She lowered the camera and looked again—no one there, just a collection of bushes that looked vaguely human-shaped. She shook her head and laughed.
Barry Doubts Wake’s Sanity
Barry had never gotten along with Alice, but he knew Alan loved her with an almost frightening intensity. And now something had happened to Alice…and here was Al, armed with a gun and saying things people got put in padded cells for. It was as if his friend had experienced a mass psychotic episode and was totally disconnected from reality. It scared the shit out of Barry.
Rusty Dying
The air in the Visitor’s Centre was heavy with an awful smell, as if some rotten drowned thing had crawled up from its grave. Rusty kept coughing blood, my eyes were drawn to the twisted shape of his broken leg. The attack had been vicious. Max whined in his cage. Rusty’s eyes were wild with fever and terror.

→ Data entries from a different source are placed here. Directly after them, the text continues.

PR #285, opened 2026-09-02
Tables JSON walk: emit the walker into a generated <Base>Table.cpp, compiled once (#283)

### LINKED ISSUE #283: Tables JSON walk: emit the walker into a generated <Base>Table.cpp, compiled once — the header carries declarations only
Owner ruling, 2026-09-02 (Glenn, live), on the unconditional walker's +11–15% header compile cost: "It would be best if it were written to a corresponding cpp file so it doesn't need to be included every time."

**Change.** `schema generate --lang cpp` emits, for each table unit file, a `<Base>Table.cpp` beside `<Base>Table.h` holding the generic JSON walker (tokenizer, reader, writer) and the per-table `<Name>FromJson` / `<Name>ToJsonMeasure` / `<Name>ToJson` definitions; the header declares them. The generic-walk gate moves to the .cpp (one walker, byte-identical across the corpus's generated .cpp files). The reflection descriptors stay in the header (constant data the wire codecs and tools already rely on). A project that uses the text form compiles the generated .cpp; a project that never does pays nothing — no walker, no number-conversion includes in the header.

**Page (spec first).** SPEC-TABLES.md §16.1 currently states the walk rides in every table closure's header; it changes to the .cpp rule with the owner's words in §13; the +11–15% number and open item (f) on #248 retire. USAGE.md's JSON example shows the .cpp in the build line. The test harness and Makefile compile the generated .cpp for the tables leg (plain and sanitized).

**Gates.** All existing JSON batteries green unchanged; header compile time measured before/after (expect the walker's share gone); zero-cost gate unchanged; the C# backend is unaffected (no text form).

gafferongames:
Closes #283.

Owner's ruling: *"It would be best if it were written to a corresponding cpp file
so it doesn't need to be included every time."*

A table unit file now emits **`<Base>Table.cpp` beside `<Base>Table.h`**. The
header declares the three functions per table and keeps the reflection
descriptors; the `.cpp` holds the generic walk, the definitions, and the three
number-conversion includes the walk needs. A translation unit that includes the
header for the wire codecs or the descriptors pays nothing for a form it never
calls.

## The measurement

Same empty-TU method the `+11–15%` came from — arm64 clang, interleaved, one
sitting, n=15 after warmup. Min and median agree, so the scheduler is not in it:

```
prewalk (no walk in the tree)   min 0.0478s   median 0.0493s
before  (walk in header)        min 0.0538s   median 0.0559s
after   (walk in .cpp)          min 0.0485s   median 0.0498s

after vs before   -9.8%    <- the walker's share, gone
after vs prewalk  +1.5%    <- the header is back to its pre-walk cost
```

Three sittings agreed (−10.8%, −9.9%, −9.8%); two earlier ones had a contaminated
arm (spreads to 83%) and are reported here only as corroboration of the
direction, not averaged in. The header drops **3656 → 1986 lines**.

## The split, and the line that does not move

Two further owner sentences decide the shape, and §13.5 records all three:

> *"As we get more complex stuff in types/tables, needing a .cpp file now makes
> more sense."*
> *"I think it's OK for types to remain header only."*

So the split is **by wire**, not by convenience:

- **The type wire stays header-only.** A type is a struct and its codec, both
  folded into the caller — nothing to compile once and link. `SPEC.md` §6.1 says
  so where it describes the generated C++ layout.
- **A table unit gains `<Base>Table.cpp` for its RUNTIME.** The JSON walk is what
  lives there today. Storage structs, wire codecs and descriptors stay in the
  header, because they are respectively inlineable, template-parameterised over a
  context, and constant data a tool reads directly.
- **What may follow it, and on what evidence.** Any further table runtime that is
  neither a template nor constant data is a candidate, decided on measurement when
  one exists. **The arena and the cooked form are explicitly not moved** — their
  surfaces are templates over a sink or a context, so they have no single
  definition to emit, and no number has been taken for them.

Page changes: `SPEC-TABLES.md` §6.1 (file layout), §13.5 (the three rulings), §16
preamble and §16.1 (the `.cpp` rule and its build line), §16.5 (the gate reads
`.cpp`); `SPEC.md` §6.1; `USAGE.md`'s JSON example gains the compile step and says
the cost is opt-in. The `+11–15%` note needed no retiring — it never survived
#269's rewrite of §16.

## Gates

The **generic-walk gate moved with the walker**: it compares the `.cpp` files and
still finds one walker byte-identical across all **15**. Both negative controls
sabotage and compile the `.cpp`. Every consumer of the text form now compiles the
generated unit, through two shared variables so a build and its sanitized twin
cannot drift:

- `TABLES_JSON_SOURCES` — the tables leg and its ASan/UBSan twin (#278)
- `PACK_JSON_SOURCES` — the pack golden, the hostile-value gate, and both twins
  (#272, rebased onto it)

All green: tables (plain + sanitized), `tables-json-walk`, `tables-zero-cost`,
both JSON negative controls, `tables-pack` (both engines), `tables-hostile-values`
(67 trees), the two C# gates, `go test ./...`, `make check`.

One test states the property it always guarded rather than the file list it
happened to see: `TestTablesMoveNoGeneratedPacketByte` now allows a table to grow
`Table.h` **and** `Table.cpp`, and still fails if any packet file appears or moves.


gafferongames:
## Review — MERGE

Cold review, fresh clone at `44209af` (45e720f is the base — the pack PR),
branch never touched (`git status --porcelain` empty throughout). Up to date with
main, `mergeable: MERGEABLE`. Everything below was run.

**The measurement reproduces, the split is clean, and every gate is green.** Two
small defects and one banking gap, none of them blockers.

---

# FINDINGS

### D1 — a stale cross-reference in the emitter

`internal/codegen/cpptable/cpptable.go:534`:

```go
// The TEXT form's runtime, in its own translation unit (owner's
// ruling, SPEC-TABLES.md §13.3): the generic walk and this file's
```

The ruling is **§13.5** ("Header versus translation unit, ruled"). **§13.3** is
"The fixed-class constructs, ruled" — a different section, and the one place in
this PR where a comment points at the wrong page. One character.

### D2 — an all-VARIABLE table unit emits a dead `.cpp`

The emission guard is `if len(members) > 0`, and `members` counts variable-length
tables — which get no definitions. A unit whose tables are *all* pointered
therefore emits a full walker with nothing to call it:

```
$ cat AllVar.schema      # table Node { value int32, next *Node }  +  table Root { head *Node }
$ ./bin/schema generate --lang cpp --out out AllVar.schema
AllVar.h  AllVarTable.cpp  AllVarTable.h  AllVarWire.h

  1614 lines
  FromJson/ToJson definitions: 0
  walker present: 1
$ c++ -std=c++17 -Wall -Wextra -Werror -c AllVarTable.cpp -o out.o    # clean
$ nm -g out.o | grep -c ""
0                                    <- exports nothing at all
```

Not a correctness bug — the object is empty and the link is unaffected. But it is
**picked up by the globs this PR introduces**:

```
Makefile:346: TABLES_JSON_SOURCES = $$(ls build/tables-generated/*/*Table.cpp)
Makefile:393: PACK_JSON_SOURCES   = $$(ls build/tables-generated/examples/*Table.cpp)
```

so a glob-driven build compiles it every time: **median 0.07s per build, n=9, for
an object that exports nothing.** The corpus does not show it because every
pointers unit happens to carry fixed members too (`GraphTable.cpp` 6 definitions,
`MarksTable.cpp` 3, `PartsTable.cpp` 6). The guard wants "at least one FIXED
member", not "at least one member". Note the fix must be *not emitting the file* —
emitting an empty one would fail `tables-json-walk`, which requires a walker in
every `*Table.cpp`.

### D3 — §13.5 banks the BEFORE number and not the AFTER

§13.5 records *"measured at +11% to +15% compile time"* — the cost that motivated
the ruling — and that is the half my earlier review asked for. The half that
proves the ruling worked is only in the PR body:

```
$ git diff --stat origin/main...HEAD -- ROUND-LOG.md notes/
(empty)
```

CLAUDE.md's optimization doctrine asks for *"paired before/after (median-of-7,
same sitting)"*. The pair exists and it is good; the tree carries one side of it.
One line in `ROUND-LOG.md` closes this, and §13.5 is arguably the wrong home for a
number anyway.

---

# VERIFIED GOOD

### (1) The measurement — reproduced independently, two sittings

Three trees, all generating the same `Tables.schema` (`git diff 526239c HEAD --
tables/examples/Tables.schema` is **empty**, so this is apples-to-apples):
pre-walk `526239c`, before `45e720f`, after `44209af`. Empty TU including
`TablesTable.h`, arm64 clang, interleaved in one sitting, n=15 after two warmups.

```
sitting 1
prewalk    min 0.0459s  median 0.0466s  spread 3.5%
before     min 0.0518s  median 0.0529s  spread 23.5%
after      min 0.0467s  median 0.0475s  spread 18.5%
  after vs before   median -10.3%   min -9.9%
  after vs prewalk  median  +1.8%   min +1.7%
  before vs prewalk median +13.4%   min +12.9%

sitting 2
  after vs before   median -10.7%   min -10.7%
  after vs prewalk  median  +0.8%   min +0.8%
  before vs prewalk median +12.9%   min +12.8%
```

The reported **−9.8%** and **+1.5%** both sit inside my range, and min tracks
median in every row, so the noisy `before`/`after` spreads are not carrying the
result. `before vs prewalk +12.9–13.4%` also confirms §13.5's "+11% to +15%"
against my own earlier independent numbers on this axis (+10.9%, +12.8%).

Line counts are exact — **3656 → 1986** — and the residual is accounted for:
pre-walk was **1894**, so the +92 is #267/#265's descriptor columns (`json`,
`arms`, `reset`, `optional`, keyed) plus the three declarations per table, not the
walk. The walk is gone completely:

```
$ grep -c "TableJson" build/tables-generated/examples/TablesTable.h
0
```

and the three number-conversion includes went with it — header keeps
`cstdint/cstring/cstddef/new/type_traits/cassert`, the `.cpp` takes
`cstdio/cstdlib/clocale`.

### (2) The gate moved with the walker; both controls sabotage the `.cpp`

```
tables generic-walk gate: one walker, byte-identical in 15 generated .cpp files
json negative control: the round trip changed the wire — red, as required
keyed duplicate negative control: the repeat went uncounted — red, as required
```

Both rules now `sed` the `.cpp` and pass it on the compile line; both still assert
the sabotage applied before building.

### (3) Every battery green

```
./build/schema_test_tables            tables test passed
./build/schema_test_tables_asan       tables test passed        (ASan+UBSan twin)
tables-pack                pack golden: schema pack == Save and unpack == ToJson (both roots, both engines, + asan twin)
tables-pack-negative       eliding a present ?T turns the golden red
tables-hostile-values      67 trees agree on report and wire across both engines (+ asan twin)
tables-hostile-negative    a leading + packs once the grammar is relaxed
tables-cs-standalone       generated Table sources name no runtime
tables-cs-refuses-pointers a pointered unit is refused by name
test/cs-tables$ dotnet run cs tables test passed
go test ./...              20 ok, 0 failures
make check                 green
```

`TABLES_JSON_SOURCES` / `PACK_JSON_SOURCES` do keep each build and its sanitized
twin on one source list — the drift they exist to prevent is genuinely prevented.

### (4) The link contract behaves exactly as §16.1 says

```
(a) COMPILE ONLY, header alone:                          compile OK
(b) LINK without the generated .cpp:
      "tabledemo::ProfileConfigFromJson(tabledemo::ProfileConfig&, char const*,
       long long, tabledemo::TableReport*)", referenced from: _main
      "tabledemo::ProfileConfigToJsonMeasure(tabledemo::ProfileConfig const&)"
    ld: symbol(s) not found                              link exit=1
(c) LINK WITH build/.../TablesTable.cpp:                  runs -> "1 226"
```

Fully qualified, names the exact function, unmissable. USAGE gains the
`c++ -c ShipTable.cpp` step and states the cost is opt-in. *(It does not say what
forgetting looks like — the symbol above is clear enough that I would not add it,
but one clause would make the doc self-contained.)*

### (5) The page is present-state and the split is stated where it belongs

`SPEC-TABLES.md` §6.1 (file layout, "The TYPE wire has no such file and does not
want one"), §13.5 (all three owner verbatims — the ruling, "as we get more complex
stuff…", and "I think it's OK for types to remain header only"), §16 preamble
(walk is a translation unit; "no opt-out at the DECLARATION level… paying for it
is a build decision, not an include" — a careful distinction, and the right one),
§16.1 (the build line), §16.5 (gate reads `.cpp`); `SPEC.md` §6.1 carries the
header-only ruling for the type wire. §13.5's "arena and cooked form are not
moved — their surfaces are templates over a sink or a context, and no number has
been taken for them" is the honest form of that claim.

### (6) Only the walk moved, and nothing else shifted

Header still carries the descriptors and the wire codecs (`TableTypeInfo` 25,
`TableFieldInfo` 9, `offsetof` 46, `Measure(` 38, `Save(`/`Load(` 7 each).
Diffing main's header against this one **with the walk block excluded** shows
exactly three kinds of change and no others: the three number-conversion includes
leave, the `#ifndef …_SCHEMA_TABLE_JSON` guard leaves, and each `inline`
three-line wrapper definition becomes a three-line declaration. `<cstdlib>` is
correctly **restored** to the `anyVariable` branch it belongs to (the arena's).

```
generated/ after regeneration:  (empty git status = byte-unchanged)
generated/cpp/*.cpp:            none — examples/ declares no tables
tables-zero-cost rule:          BYTE-IDENTICAL to main
```

`TestTablesMoveNoGeneratedPacketByte` now states the property instead of the file
list, and still fails if a packet file appears or moves. Provenance clean: three
commits, present-state titles, all `Rowan Claude <rowan@mas-bandwidth.com>`, all
citing #283.

### A property this PR earns and does not claim

Moving to a real TU raises an ODR question the PR body never addresses, so I
checked it. All 49 walker symbols are **weak external** (vague linkage):

```
$ nm -m TablesT.o | grep -i tablejson | grep -oE "weak external|external" | sort | uniq -c
  49 weak external
```

so six same-package `.cpp` files (`Tables`, `Nested`, `Wide`, `Guarded`, `Keyed`,
`Pack`, all `namespace tabledemo`) link cleanly — verified by linking all six
objects together and running the result. **ODR requires those definitions to be
token-identical, and that is precisely what the generic-walk gate now proves,
byte for byte, across all 15.** The gate has quietly become the ODR guarantee as
well as the one-walk guarantee.

And because this is a game-facing project, I checked **unity builds** — six
same-package `.cpp` files `#include`d into one TU:

```
$ c++ -std=c++17 -Wall -Wextra -Werror -c unity.cpp     # exit 0, runs
```

which works only because the `#ifndef <PKG>_SCHEMA_TABLE_JSON` guard survived the
move into the `.cpp`. That guard is load-bearing, not vestigial — worth a comment
saying so before someone removes it as dead weight in a `.cpp`.

---

# VERDICT: MERGE

The owner's ruling is implemented exactly, the number is real and reproduces on an
independent measurement, and nothing moved that should not have. Not conditions:

1. **D1** — `cpptable.go:534` says §13.3, means §13.5.
2. **D2** — gate the `.cpp` on a FIXED member, not on any member; today an
   all-pointered unit ships 1614 dead lines that the build's own glob compiles.
3. **D3** — bank the after-number in `ROUND-LOG.md`; §13.5 has the before.
4. Optional: one line in the `.cpp` saying its include guard is what makes unity
   builds legal.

He gasped: “Mr. Wake! It happened just the way it was on that page!”
Rusty Attacked by the Dark Presence
The Visitor’s Centre was sturdy, but the impact turned the front of the building into splinters. Rusty was thrown across the lobby like a ragdoll, and hit the far wall hard.
It didn’t hurt until he tried to move, and saw his leg bend the wrong way, felt the broken rib stabbing him on the inside. Rusty howled in pain and fear, suddenly afraid to die alone.
Wake Reaches a Safe Haven of Light
At the last instant, I changed direction and threw myself down; the axe splintered the trunk of the tree.
I stumbled into the pool of bright light. My lungs burned, I was too exhausted to move. I tensed as I waited for the killing blow, but it never came. I raised my head. Nothing moved in the darkness beyond.
For the moment, bathed in the cold light I was safe.
Rusty’s Final Thoughts
In that last instant of consciousness, Rusty thought about Rose. He was older than she was; Rose was barely out of her teens. But she made him feel young, and forget what a train wreck his long, dead marriage had been.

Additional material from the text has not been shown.